Empathy and Inquiry—Integrating Empathic Mirroring in an Interpersonal Framework

Andrew Goodman, M.S.

THIS PAPER EXPLORES the process of integrating empathic mirroring within the framework of interpersonal theory. My focus will be on examining particular moments in the clinical situation in which the question arises of whether it is more effective to mirror the patient's experience or to respond in a manner that delineates the self-other aspects of the relationship. It is in the moment to moment conceptualization and clarification of such clinical choices that the practice of psychoanalysis becomes refined.

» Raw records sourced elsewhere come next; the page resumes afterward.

PR #973, opened 2025-07-24
feat: Claim pending chain/reverse swaps via rescue key rescan

kiocos:
Closes #852 
~Depends on [#1010](https://github.com/BoltzExchange/boltz-backend/pull/1010)~

WIP:
- [x] Add e2e tests
- [x] CI fix

## Summary by CodeRabbit

* **New Features**
  * Introduced a new "Rescue" section replacing "Refund" for swap recovery, including dedicated routes and navigation.
  * Added the ability to claim pending swaps via rescue key, with a new claim page and supporting UI.
  * Enhanced localization with new "rescue" and "claim" terminology and messages across all supported languages.

* **Improvements**
  * Refined swap recovery logic to distinguish between claimable, refundable, pending, and non-actionable swaps.
  * Updated swap sorting and display to prioritize claim and refund actions.
  * Improved backup verification and rescue file handling for better reliability.

* **Bug Fixes**
  * Corrected navigation and UI labels to consistently use "rescue" instead of "refund".
  * Fixed handling and validation of swap claim and refund actions.

* **Tests**
  * Added and updated end-to-end tests to cover rescue and claim flows, including new scenarios for BTC and LBTC swaps.
  * Improved test selectors for more robust UI testing.

* **Chores**
  * Updated internal and test utilities to align with new rescue and claim logic.
  * Maintained backward compatibility by redirecting legacy refund URLs to new rescue routes.

PR #991, opened 2025-08-12
fix: Restore previous `SwapChecker` behavior

kiocos:
A regression was introduced in #973, replacing an existing condition in `SwapChecker` with `isSwapClaimable`, but `isSwapClaimable` did not include all swap status which were prevoiusly defined in `SwapChecker`.

## Summary by CodeRabbit

* **Bug Fixes**
  * Expanded swap claim eligibility so reverse swaps become claimable after invoice settlement and chain swaps after transaction claim, reducing stuck swaps and incorrect "not claimable" states.

* **Reliability**
  * Improved blockchain request timeout handling to reduce hangs and speed up responses.

* **Tests**
  * Added tests covering claim eligibility across swap types and statuses.

### DIFF
--- a/src/utils/blockchain.ts
+++ b/src/utils/blockchain.ts
@@ -10,6 +10,10 @@ export type UTXO = {
     vout: number;
 };
 
+const requestTimeout = () => ({
+    signal: AbortSignal.timeout(10_000),
+});
+
 export const fetchUTXOsWithFailover = async (
     asset: string,
     address: string,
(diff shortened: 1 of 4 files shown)


src/utils/blockchain.ts
```diff
@@ -10,14 +10,19 @@ export type UTXO = {
     vout: number;
 };
 
+const requestTimeout = { signal: AbortSignal.timeout(10_000) };
```
michael1011, line 13: As rabbit said, the AbortSignal needs to be recreated for each call

src/utils/rescue.ts
```diff
@@ -41,17 +41,50 @@ export enum RescueAction {
...
+            const pendingStatuses = [
+                swapStatusPending.TransactionServerConfirmed,
+                swapStatusPending.TransactionServerMempool,
+            ];
+
+            if (includeSuccess) {
+                return [
+                    swapStatusSuccess.TransactionClaimed,
+                    ...pendingStatuses,
+                ].includes(status);
```
michael1011, line 79: Same here

Issue #799, opened 2025-01-13
Allow for refunds independent of backend


kilrau:
Dependency: https://github.com/BoltzExchange/boltz-web-app/issues/521, once we have alternative endpoints available and backend is not online/cooperating web-app should fall back to these endpoint to find a lockup transaction, also should show a nice message to the user about timeout block height and ETA for the script path refund.

kilrau:
Related: https://github.com/BoltzExchange/boltz-web-app/pull/828

PR #995, opened 2025-08-13
feat: Backend independent uncooperative refund for timed out swaps

kiocos:


src/utils/rescue.ts
```diff
@@ -6,16 +6,25 @@ import type { ECPairInterface } from "ecpair";
...
 import log from "loglevel";
 
-import { LBTC } from "../consts/Assets";
+import {
+    type AssetType,
+    type BTC,
+    LBTC,
+    LN,
+    type RBTC,
+} from "../consts/Assets";
```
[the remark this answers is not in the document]
kiocos: they are really just used as types tho, so this is fine

src/pages/Pay.tsx
```diff
@@ -123,11 +142,14 @@ const Pay = () => {
         string | undefined
     >(undefined);
 
+    const isWaitingForRefund = () =>
+        swap() &&
+        (swap().type === SwapType.Chain ||
+            swap().type === SwapType.Submarine) &&
+        swapStatus() === swapStatusFailed.TransactionRefunded;
```
michael1011, line 149: Why `TransactionRefunded`? It has nothing to do with `waitingForRefund`

src/utils/blockchain.ts
```diff
@@ -1,6 +1,8 @@
 import log from "loglevel";
 
 import { chooseUrl, config } from "../config";
+import { BTC } from "../consts/Assets";
+import { LBTC } from "../consts/Assets";
```
michael1011, line 5:
```suggestion
import { BTC, LBTC } from "../consts/Assets";
```

src/utils/blockchain.ts
```diff
@@ -134,6 +136,17 @@ const getRawTransaction = async (asset: string, txid: string) => {
...
+export const getBlockTipHeight = async (asset: string) => {
+    return await fetchBlockExplorer<string>(asset, "/blocks/tip/height");
+};
+
+export const getFeeEstimationsExternal = async (asset: string) => {
+    return await fetchBlockExplorer<Record<string, number>>(
+        asset,
+        "/fee-estimates",
+    );
+};
```
michael1011, line 148: This does not exist on the mempool.space API
image

Which would leave blockstream.info as single point of failure here

Also, the esplora fee estimations are super weird, on fee spikes. How about trying or API first, and then falling back to mempool.space and if that doesn't work either, trying Esplora?

src/utils/blockchain.ts
```diff
@@ -154,14 +167,27 @@ export const getSwapUTXOs = async (swap: ChainSwap | SubmarineSwap) => {
...
+                    swap.type === SwapType.Chain
+                        ? (swap as ChainSwap).lockupDetails.timeoutBlockHeight
+                        : (swap as SubmarineSwap).timeoutBlockHeight,
+            };
+        }
+
+        return { hex: rawTx };
+    });
+
+    return transactions;
```
michael1011, line 192:
```suggestion
    return rawTxs.map((rawTx) => {
        if ([BTC, LBTC].includes(swap.assetSend)) {
            return {
                hex: rawTx,
                // Important to know if the swap has timed out or not
                timeoutBlockHeight:
                    swap.type === SwapType.Chain
                        ? (swap as ChainSwap).lockupDetails.timeoutBlockHeight
                        : (swap as SubmarineSwap).timeoutBlockHeight,
            };
        }

        return { hex: rawTx };
    });
```

src/utils/fees.ts
```diff
@@ -0,0 +1,27 @@
...
+import { getFeeEstimations } from "./boltzClient";
+
+export const getFeeEstimationsFailover = async (asset: string) => {
+    try {
+        const feeEstimations = await getFeeEstimations();
+
+        return feeEstimations[asset];
+    } catch (e) {
+        log.warn(
+            `failed to get fee estimations via Boltz client for ${asset}: ${e}`,
```
michael1011, line 13:
```suggestion
            `failed to get fee estimations via Boltz API for ${asset}: ${e}`,
```

src/utils/helper.ts
```diff
@@ -109,12 +114,16 @@ export const fetcher = async <T = unknown>(
...
             },
+            signal: controller.signal,
             body: JSON.stringify(params),
         };
     }
 
     const apiUrl = getApiUrl() + url;
     const response = await fetch(apiUrl, options || opts);
+
+    clearTimeout(requestTimeout);
```
michael1011, line 125: These *always* have to go in `finally` block

src/utils/rescue.ts
```diff
@@ -370,10 +389,82 @@ export const getRefundableUTXOs = async (currentSwap: SomeSwap) => {
...
 };
 
+const getCurrentBlockHeight = async (swaps: SomeSwap[]) => {
+    try {
+        const assetSet = new Set<AssetType>(
+            swaps.map((swap) => swap.assetSend as AssetType),
+        );
+
+        type RefundableAsset = typeof BTC | typeof LBTC | typeof RBTC;
+        const assets: RefundableAsset[] = Array.from(assetSet).filter(
```
michael1011, line 399:
```suggestion
        const assets: RefundableAsset[] = Array.from(swaps.map((swap) => swap.assetSend as AssetType)).filter(
```

src/utils/rescue.ts
```diff
@@ -370,10 +389,82 @@ export const getRefundableUTXOs = async (currentSwap: SomeSwap) => {
...
+                return;
+            }
+
+            const height = Number(res.value);
+            if (!Number.isFinite(height)) {
+                log.warn(
+                    `invalid block tip height for asset ${asset}: ${res.value}`,
+                );
+                return;
+            }
```
michael1011, line 422: This should be done in `getBlockTipHeight`

michael1011 (changes requested):

src/pages/Pay.tsx
```diff
@@ -65,13 +69,25 @@ const Pay = () => {
...
         }
+
+        setSwap(currentSwap);
+
+        // If the swap timeoutBlockHeight was reached, we don't rely on backend for the swap status
+        if (timedOutRefund) {
+            log.info(
+                `refundable swap ${currentSwap.id} timed out, uncooperative refund is possible`,
+            );
+            setSwapStatus(swapStatusFailed.TransactionRefunded);
```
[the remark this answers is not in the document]
kiocos: @michael1011 We used to map `TransactionRefunded` to `swap.waitingForRefund` and I did some confusion with that, but you're right, it doesn't make sense.

I decided to add the status `waitingForRefund` to the `swapStatusFailed` object and use that. LMK if you agree with this or if `swapStatusFailed` should be exclusively for statuses returned from the backend.

kiocos:
@michael1011 pushed new code from [fixup](https://github.com/BoltzExchange/boltz-web-app/pull/995/commits/a7ba51b342ab7a2a05ee3ceb01779af33f37758c) onwards

kilrau:
Missing https://github.com/BoltzExchange/boltz-web-app/issues/799 closing statement in pr description

kilrau (changes requested):
I am on regtest with boltz-backend container down. So while when I enter via Rescue -> Refund web app correctly detects my swap as refundable:
Image

But when simply refreshing above correct state ( https://localhost:5173/swap/6wG7tkBcNPGR) web app gets thrown off by the failing websocket and never checks/loads the uncooperative refund screen and is stuck in this loop:
https://github.com/user-attachments/assets/d581c4dd-8d70-47bd-8d0f-f52964f69d17

Same result if I enter the swap via the history menu.

While I understand why you only check when entering via this path and not on `/swap`, I think it makes sense to check if swap timeout was reached to bring up the uncooperative refund screen when boltz api/ws is down. Wdyt?

Also: if Boltz Backend is up and pretends to cooperate in refund but doesn't then web app will be stuck the same way I guess?

kilrau (changes requested):
Well I tried uncooperative refund with a couple different swaps, all failing with `NaN can't be converted to BigInt because it isn't an integer`.

Image

Image

kilrau (approved):
dc650d35dcee924d126445cb85bc3f7db271fd27 working nicely:

Image

33b997e87768d79666fe978de3c12e0e6f2b9f5e too:

Image

src/utils/blockchain.ts
```diff
@@ -134,6 +154,120 @@ const getRawTransaction = async (asset: string, txid: string) => {
...
+    ) => {
+        throw new Error(
+            `unexpected fee estimation response for ${asset}: ${JSON.stringify(
+                feeEstimations,
+            )}`,
+        );
+    };
+
+    // we don't have mempool on regtest
+    if (config.network !== "regtest") {
```
michael1011, line 235: Why hardcode that. Just don't try to use mempool, when we don't have a mempool instance configured

src/utils/blockchain.ts
```diff
@@ -238,6 +255,10 @@ export const getExplorerFeeEstimations = async (asset: string) => {
 
         const expectedBlocksToConfirm = "3";
 
+        if (typeof feeEstimations[expectedBlocksToConfirm] !== "number") {
+            handleUnexpectedResponse(feeEstimations);
```
michael1011, line 259: Throwing inside of the function that fetches the estimation means you don't have to remember and repeat this logic everywhere you use it

michael1011 (changes requested):

kilrau:
So I just tested and can confirm that "swaps showing as refundable" behavior is correct and in line with master now: no more false positives that show as refundable. [The fix](https://github.com/BoltzExchange/boltz-web-app/pull/995/commits/a705289e7bf6cd9b5a9d4820c87f56f5291e78ec) looks legit to me, any swap that had a lockuptx was marked as refundable before, but only swap addresses with utxos should. But @michael1011 has to vouch for it.

michael1011 (approved):

PR #999, opened 2025-08-22
Mnemonic input improvements

### LINKED ISSUE #979: Invalid rescue key when pasting mnemonic with new liner at the end
When testing the WebApp, I accidentally copied a new liner from the seed and pasted it into the rescue key input
Image

Image

It shows a "Invalid rescue key" error, but it doesn't display the pasted new liner, which makes it hard to guess it is there.

In the above example, pressing backspace just deletes the `e` from `cube`. Adding the `e` again makes the validation pass.

WebApp should properly trim newliners.

kiocos:
Closes #979


src/components/MnemonicInput.tsx
```diff
@@ -74,7 +74,7 @@ const MnemonicInput = (props: { onSubmit: (mnemonic: string) => void }) => {
 
     const handlePaste = (e: ClipboardEvent) => {
         e.preventDefault();
-        const pastedText = e.clipboardData.getData("text/plain");
+        const pastedText = e.clipboardData.getData("text/plain").trim();
         const words = pastedText.split(" ");
```
michael1011, line 78: We should also split on `\n`

src/components/MnemonicInput.tsx
```diff
@@ -74,7 +74,7 @@ const MnemonicInput = (props: { onSubmit: (mnemonic: string) => void }) => {
 
     const handlePaste = (e: ClipboardEvent) => {
         e.preventDefault();
-        const pastedText = e.clipboardData.getData("text/plain");
+        const pastedText = e.clipboardData.getData("text/plain").trim();
```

The work of Kohut has had a significant impact on psychoanalytic thinking during the past twenty years. Even analysts who strongly disagree with Kohut (as I do in many ways) often develop a position about his theories. This paper grows out of an ongoing process of my response to the clinical implications of Kohut's concept of empathic mirroring.

Perhaps the clearest example of Kohut's influence is in the area of the analyst's use of empathy. For Kohut the use of empathy was both the fundamental clinical technique for data gathering, and the organizing principle for the analytic orientation which he termed the empathic introspective mode of observation (1959). Kohut's emphasis on the analyst immersing himself in the patient's subjective experience and communicating his understanding of the patient in a reflective, non-judgmental manner has been an important clinical contribution.